Fig. 4: A model for tissue mechanics and actin nematodynamics recapitulates the response of endothelial tubes.
From: Interplay of actin nematodynamics and anisotropic tension controls endothelial mechanics
a, Schematic of cylindrical tube or radius R subjected to the pressure difference ΔP, balanced by the circumferential tension \({t}_{\theta }^{\theta }\) (i). The change in orientation of actin fibres from longitudinal to circumferential corresponds to a change in sign of the order parameter q (ii). b, Circumferential actin nematic order q as a function of the normalized tube radius R/R0. Dots: experimental data, corresponding to d(i),(ii). Grey lines: numerically computed contribution of deformation by the tissue shear, starting with six sample images at R/R0 = 1. Insets: actin fibres colour coded based on their orientation, before tube stretching (yellow), after 7 h of 650 Pa pressure application (red) and for an artificial deformation of the initial image by an amount corresponding to the observed deformation R/R0 at 7 h (blue). c, Schematic of tube expansion dynamics and nematic reorientation induced by tube expansion.

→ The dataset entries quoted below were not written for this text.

PR #1119, opened 2025-02-19
Add basic retry functionality

dryajov:


codex/blockexchange/engine/engine.nim
```diff
@@ -100,124 +93,147 @@ type
...
+
+      trace "Peers for block"
+      if peers.with.len > 0:
+        self.pendingBlocks.setInFlight(address, true)
+        await self.sendWantBlock(@[address], peers.with.randomPeer)
+      else:
+        self.pendingBlocks.setInFlight(address, false)
+        if peers.without.len > 0:
+          await self.sendWantHave(@[address], peers.without)
+        self.discovery.queueFindBlocksReq(@[address.cidOrTreeCid])
```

A sudden increase in the luminal pressure from ΔP ≈ 150 Pa to ΔP ≈ 650 Pa results in an instantaneous deformation, followed by a reorientation of actin fibres and an increase in the tension generated in actin stress fibres, \({{t}^{{\rm{a}}}}_{\theta }^{\theta }\), that slows down tube expansion. d, Actin order parameter q (i) and normalized tube radius R/R0 (ii) as a function of time, comparing the experimental data (dots) and model prediction (solid lines), for a constant pressure ΔP ≈ 150 Pa (yellow) and with pressure increase ΔP ≈ 650 Pa (red); the experimental data is as in Fig. 2a (with radius normalized by R0 for each experiment) and Fig. 2c(iv). Model predictions without the elastic component of the actin tension (green line, Ka = 0) and without the tension-coupling-inducing actin reorientation (blue line, β = 0) are also shown. Normalized total circumferential tension \({t}_{\theta }^{\theta }/{\zeta }_{0}\) (solid red line) and total longitudinal tension \({t}_{z}^{z}/{\zeta }_{0}\) (solid blue line) as a function of time (iii). Normalized total circumferential tension \({t}_{\theta }^{\theta }/{\zeta }_{0}\) (solid red line), circumferential tension in the actin stress fibre network \({{t}^{{\rm{a}}}}_{\theta }^{\theta }/{\zeta }_{0}\) (dashed green line) and residual tension \({{t}^{{\rm{r}}}}_{\theta }^{\theta }/{\zeta }_{0}\) (dotted red line) (iv).